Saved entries
....
PR #2042, opened 2024-05-08
Refresh file

julesyan:
### Changes
Added the ability to refresh an IFS file. Button is located in the top right of the editor, similar to Run Actions. Making use of the pre-existing command `workbench.action.files.revert` from VSCode

### How to test this PR
1. Open an IFS file
2. Make/Trigger changes to the file elsewhere 
3. Click refresh button, file should update with latest content

### Checklist
* [x] have tested my change

### DIFF
--- a/package.json
+++ b/package.json
@@ -2334,7 +2334,7 @@
 				},
 				{
 					"command": "workbench.action.files.revert",
-					"when": "code-for-ibmi:connected && resourceScheme == streamfile",
+					"when": "code-for-ibmi:connected && (resourceScheme == streamfile || resourceScheme == member)",
 					"group": "navigation@4"
 				}
 			],
--- a/package.json
+++ b/package.json
@@ -1631,11 +1631,11 @@
 				"icon": "$(settings-gear)",
 				"enablement": "!code-for-ibmi:debugWorking"
 			},
-            {
-                "command": "code-for-ibmi.refreshFile",
-                "title": "Refresh File",
-                "category": "IBM i",
-                "icon": "$(refresh)"
+			{
+				"command": "code-for-ibmi.refreshFile",
+				"title": "Refresh File",
+				"category": "IBM i",
+				"icon": "$(refresh)"
 			},
 			{
 				"command": "code-for-ibmi.searchObjectBrowser",
@@ -1650,7 +1650,7 @@
 				"category": "IBM i",
 				"icon": "$(search-fuzzy)",
 				"enablement": "code-for-ibmi:connected"
-            }
+			}
 		],
 		"keybindings": [
 			{
--- a/package.json
+++ b/package.json
@@ -1630,7 +1630,13 @@
 				"category": "IBM i",
 				"icon": "$(settings-gear)",
 				"enablement": "!code-for-ibmi:debugWorking"
-			}
+			},
+            {
+                "command": "workbench.action.files.revert",
+                "title": "Refresh File",
+                "category": "IBM i",
+                "icon": "$(refresh)"
+            }
 		],
 		"keybindings": [
 			{
@@ -2325,6 +2331,11 @@
 					"command": "code-for-ibmi.clearDiagnostics",
 					"when": "code-for-ibmi:connected",
 					"group": "navigation@3"
+				},
+				{
+					"command": "workbench.action.files.revert",
+					"when": "code-for-ibmi:connected && resourceScheme == streamfile",
+					"group": "navigation@4"
 				}
 			],
 			"view/item/context": [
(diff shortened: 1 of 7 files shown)


chrjorgensen (changes requested):
@julesyan Thank you very much for your first contribution - a great idea and implementation! 😍 

One small addition to make it work for members also - and I think we're good to go... 🙏

chrjorgensen (changes requested):
Excellent - works for members now also. 👍 

One caveat that needs to be addressed before we can send it out: All changes in a member or streamfile is lost without warning, when the refresh icon is pressed!

Is there a way to warn the user about this? And save or discard the changes before refreshing?

worksofliam:
@chrjorgensen @julesyan 

> Is there a way to warn the user about this? And save or discard the changes before refreshing?

This is a great point. I am guessing we might have to define our own command, which wraps a warning if the document is dirty before executing the command programmatically.

Julia, take a stab at that if you want - and feel free to reach out and I can offer my help whenever!

src/instantiate.ts
```diff
@@ -700,7 +700,20 @@ export async function loadAllofExtension(context: vscode.ExtensionContext) {
       vscode.commands.executeCommand(`code-for-ibmi.openEditable`, item.path, { readonly });
     }),
     vscode.commands.registerCommand("code-for-ibmi.updateConnectedBar", updateConnectedBar),
-  );
+    
+    vscode.commands.registerCommand("code-for-ibmi.refreshFile", async () => {
```
worksofliam, line 704: I believe there is a parameter here, of type `vscode.Uri` because it is being called from `editor/title`.

src/instantiate.ts
```diff
@@ -700,7 +700,20 @@ export async function loadAllofExtension(context: vscode.ExtensionContext) {
...
+        const editor = vscode.window.activeTextEditor;
```
worksofliam, line 705: I think instead of using `activeTextEditor`, you should get the editor based on the provided URI parameter. 

We have `Tools.findExistingDocumentUri` to get a document based on URI.

src/instantiate.ts
julesyan: So I also let it stay in the command palette, I forgot to mention that in the PR. Does that method also give in the same params?

src/instantiate.ts
```diff
@@ -700,7 +700,29 @@ export async function loadAllofExtension(context: vscode.ExtensionContext) {
...
+        doc = Tools.findExistingDocument(uri);
+      } else {
+        const editor = vscode.window.activeTextEditor;
+        doc = editor?.document;
+      }
+
+      if (doc?.isDirty) {
+        vscode.window
+          .showWarningMessage(`Your changes will be discarded`, `Continue`, `Cancel`)
+          .then(result => {
```
worksofliam, line 716: I believe this should be a modal instead of a traditional warning message.

The second parameter can be a `MessageOptions` object.

package.json
```diff
@@ -2357,6 +2363,11 @@
 					"command": "code-for-ibmi.clearDiagnostics",
 					"when": "code-for-ibmi:connected",
 					"group": "navigation@3"
+				},
+				{
+					"command": "code-for-ibmi.refreshFile",
+					"when": "code-for-ibmi:connected && (resourceScheme == streamfile || resourceScheme == member)",
```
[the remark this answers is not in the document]
worksofliam: Yup, you're right. Ignore this!

src/instantiate.ts
```diff
@@ -700,7 +700,32 @@ export async function loadAllofExtension(context: vscode.ExtensionContext) {
...
+        const editor = vscode.window.activeTextEditor;
+        doc = editor?.document;
+      }
+
+      if (doc?.isDirty) {
+        vscode.window
+          .showWarningMessage(
+            `Your changes will be discarded`, 
+            { modal: true }, 
+            `Continue`)
```
worksofliam, line 718: I think your string literals here need to use our translate API. I believe 'Continue' has an id, but might need a new one for the label.

* See `en.json` and add a prop for the label
* Use the `t` API with the IDs in place of the string literals. (`t` comes from `locale.ts`)

worksofliam (changes requested):
Functionality is perfect. Last thing we need to do is fix up the locale and then you're done!

sebjulliand:
> @chrjorgensen @sebjulliand Any chance you can add `discard.changes` for FR and DA when you get a chance? Thanks!

Sure:
```
"discard.changes": "Vos modifications vont être perdues",
```

chrjorgensen (approved):
@julesyan Finally added the danish translation - sorry for the delay. 😞 

I have tested and reviewed this PR and it works great! Let's get this merged! 😍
....
◆ **ASSIGNED TASK**
Copy, from the data above, every line where the word "believe" appears.

◆ **SOLUTION**
worksofliam, line 704: I believe there is a parameter here, of type `vscode.Uri` because it is being called from `editor/title`.
worksofliam, line 716: I believe this should be a modal instead of a traditional warning message.
worksofliam, line 718: I think your string literals here need to use our translate API. I believe 'Continue' has an id, but might need a new one for the label.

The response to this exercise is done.